The second cornerstone of our passionate relationship with storytelling is what narratology professor Lisa Zunshine calls "the theory of mind." From a young age, we all "theorize" that the human mind in general works in similar ways as ours in particular. This enables us to develop theories about other people's minds, gathering clues and putting them together to imagine what they might be feeling, thinking or scheming.

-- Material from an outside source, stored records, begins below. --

PR #4, opened 2017-03-12
Solution 1.2

K-ratos:
i tried to solve the problem 1.2
please review the code
usage is like ./arparse --key1=value1 --key2=value2 -V(and other options with one dash [currently hzk is in the code]) rest commands and subcommands(currently supporting only 2 additional arguments)


solutions/Abhishek/arparse
```diff
@@ -0,0 +1,104 @@
+#!/bin/bash
+
+arguments=$@
+set -- $arguments
+
+#required
```
kaustubh-karkare: space after `#`. Applies everywhere.

solutions/Abhishek/arparse
```diff
@@ -0,0 +1,104 @@
...
+done
+
+help_statement="USAGE: ./arparse [--key=value] [--name=value] [-V] [-k value] [-h] [-z] other arguments ..."
+
+#can't be used together
+not_together="--local --remote: " #add : separated can't be used together options
+IFS_OLD=$IFS
+IFS=$:
+no_of_arguments=0
+for t in $not_together;do
```
kaustubh-karkare: Looks like there should be a space after the `;`.

solutions/Abhishek/arparse
```diff
@@ -0,0 +1,104 @@
...
+    echo "$r is required"
+    echo "use arparse -h to see help"
+    exit 0
+  fi
+done
+
+help_statement="USAGE: ./arparse [--key=value] [--name=value] [-V] [-k value] [-h] [-z] other arguments ..."
+
+#can't be used together
+not_together="--local --remote: " #add : separated can't be used together options
```
kaustubh-karkare: What if there are other sets of arguments that cant appear together?
Something like either `--local` or `--remote`, and one of `--bridged`, `--nat` or `--host`. We want something that is more flexible than this.

solutions/Abhishek/arparse
```diff
@@ -0,0 +1,104 @@
...
+done
+IFS=$IFS_OLD
+arguments=$arguments_copy
+set -- $arguments
+
+#options
+options=":Vhk:z" #add options as required by adding option letter and defining its function below
+while getopts $options opt;do
+  case $opt in
+    V) json_object[Verbose]="true";;
```
kaustubh-karkare: Looks like these options are hard coded, which isn't pretty. Make it flexible?

solutions/Abhishek/arparse
```diff
@@ -0,0 +1,104 @@
...
+  esac
+  shift
+done
+
+
+#comands and subcommands
+for (( i=1 ; i<=$# ; ++i ));do
+  case $i in
+    1) json_object[command]=$1;;
+    2) json_object[subcommand]=$2;;
```
kaustubh-karkare: Same as above. Hardcoded. What if I wanted the 2nd positional argument to be called something else?

solutions/Abhishek/arparse
```diff
@@ -0,0 +1,104 @@
...
+    *) echo "unknown no. of commands put"
+       echo "please use arparse -h to see help"
+       exit 1;;
+  esac
+done
+
+#final step -validation
+for i in "${!json_object[@]}"
+do
```
kaustubh-karkare: Why does the `do` appear on the next line after a `for` loop, but appears on the same line as `while`? If it's just a matter of preference, the most important standard is consistency.

solutions/Abhishek/arparse
```diff
@@ -0,0 +1,104 @@
...
+    local) json_object[$i]="true";;
+    remote) json_object[$i]="true";;
+  esac
+done
+
+#echoing all the results
+echo -n "{ "
+for i in "${!json_object[@]}"
+do
+  echo -n "$i : ${json_object[$i]}, "
```
kaustubh-karkare: So there will be a trailing comma after the last value?

solutions/Abhishek/arparse
```diff
@@ -0,0 +1,104 @@
...
+done
+IFS=$IFS_OLD
+
+#declarence of array to hold key value pair
+declare -A json_object
+
+#taking the --key=value pairs
+arguments_copy=$arguments
+for each in $arguments;do
+  if [[ $each == --* ]];then
```
kaustubh-karkare: Space after `;` ?

solutions/Abhishek/arparse
K-ratos: will fix that

solutions/Abhishek/arparse
K-ratos: you can put another set of not_together by separating with colon like => 
not_together="--local --remote: --bridged --nat --host: "

solutions/Abhishek/arparse
K-ratos: it works like that as well .. but i will fix that

solutions/Abhishek/arparse
K-ratos: yeah same, i will fix that too

solutions/Abhishek/arparse
K-ratos: how do you wan't it .. i don't understand ... you can add options there like =>
options=":Vhk:zlm:n"
and in case add whatever is it you want with lmn like=>
l) json_object[whatever_key1]="whatever_value1";;
m) json_object[whatever_key2]=$OPTARG;; # if you want user input as value for given option
n) json_object[whatever_key3]="whatever_value2";;

solutions/Abhishek/arparse
K-ratos: yes.. i will fix that

solutions/Abhishek/arparse
K-ratos: yeah its just printing the values, actually the json_obect is associative array or map sort of so key value pair are stored in that.. so i think that shouldn't matter.. but if it does i will fix that ..

solutions/abhishek-kujur/omega1.2/argparse.py
```diff
@@ -0,0 +1,256 @@
+import sys
+
+
+class optional_arg_exception(Exception):
+
+    def __init__(self, message):
+        self.message = message
```
kaustubh-karkare: Don't think you need this. The default behavior should be the same.

solutions/abhishek-kujur/omega1.2/argparse.py
```diff
@@ -0,0 +1,256 @@
...
+
+class parser():
+
+    def __init__(self):
+        # positional arguments *necessary arguments*
+        self.positional_arguments = []
+        # optional arguments like --help
+        self.optional_arguments = [{'name': '--help', 'shortname': '-h',
+                                    'arg_type': 'string', 'required': False,
+                                    'help': 'prints this help statement'}]
```
kaustubh-karkare: Instead of this, call `add_optional_arguments` or something at the end of `__init__`.

solutions/abhishek-kujur/omega1.2/argparse.py
```diff
@@ -0,0 +1,256 @@
...
+        # arguments that can't be used together
+        self.mutually_exclusive_group = []
+        self.mutually_exclusive_group_shortname = []
+        # help statement
+        self.usage_statement = ""
+        self.help_statement = ""
+
+    # add positional necessary arguments
+    def add_argument(self, name, help='', arg_type='string'):
```
kaustubh-karkare: This function is called `add_argument`. But it is used for `positional_arguments`.

solutions/abhishek-kujur/omega1.2/argparse.py
```diff
@@ -0,0 +1,256 @@
...
+        if "--" not in name:
+            raise optional_arg_exception("'--' missing for optional_arguments")
+        else:
+            self.optional_arguments.append(
+                {'name': name, 'shortname': shortname, 'help': help, 'arg_type':
+                 arg_type, 'required': required})
+
+    # find index of dictionary from key value pair
+    def find_index(self, dicts, key, value):
+        class Null:
```
kaustubh-karkare: What is going on here?

solutions/abhishek-kujur/omega1.2/argparse.py
```diff
@@ -0,0 +1,256 @@
...
+
+    # add positional necessary arguments
+    def add_argument(self, name, help='', arg_type='string'):
+        self.positional_arguments.append(
+            {'name': name, 'help': help, 'arg_type': arg_type})
+
+    # add optional arguments
+    def add_optional_arguments(self, name, shortname='', help="",
+                               arg_type='string', required=False):
+        if "--" not in name:
```
kaustubh-karkare: Why is this a restriction?

solutions/abhishek-kujur/omega1.2/argparse.py
```diff
@@ -0,0 +1,256 @@
...
+        self.usage_statement = ""
+        self.help_statement = ""
+
+    # add positional necessary arguments
+    def add_argument(self, name, help='', arg_type='string'):
+        self.positional_arguments.append(
+            {'name': name, 'help': help, 'arg_type': arg_type})
+
+    # add optional arguments
+    def add_optional_arguments(self, name, shortname='', help="",
```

"As members of an intensely social species, we read fiction because it mobilizes our theory of mind in a particularly intense way," Zunshine writes in her 2006 book Why We Read Fiction, Theory of Mind and the Novel. "We read novels because it stimulates our theory of mind." Our penchant for narration therefore seems to have been selected by evolution because it maintains and develops our fundamental capacity of reading other people's minds.
Primate storytellers?
But are we really the only species with a narrative mind and a taste for stories? Gazzaniga says we "probably" are, but many scientists studying non-human primates believe otherwise. A basic narrative mechanism that consists in creating a fictional reality can also be found among apes and maybe even other mammals. Chimpanzees, bonobos and orangutans are indeed capable of acting by pretending that things aren't what they seem.
Kanzi, a bonobo studied by primatologist Sue Savage-Rumbaugh, is apparently able to "pretend to be eating food that's not there, to feed others with imaginary food, to hide that food, to find it, to take it from others, to give it back to them or to run away with an imaginary mouthful of it," the scientist explains. The same thing happened with Viki, the female chimp that Cathy and Keith Hayes tried to raise at home like a human child in the 1940s. The animal, they said, acted as if she was carrying a toy and sometimes even pretended the imaginary toy was stuck somewhere.
To conclude, we can say that although we can find the signs of narration among apes (and even dogs, according to Robert W. Mitchell in his book Pretending and Imagination in Animals and Children) and although the engine for literature resides inside the biology of our brains, in no way does this lessen the greatness of fiction, which takes the form not only of novels, plays, movies and TV series but also religious myths, political manifestos, gossip and conspiracy theories, not to mention our friends' stories on social networks.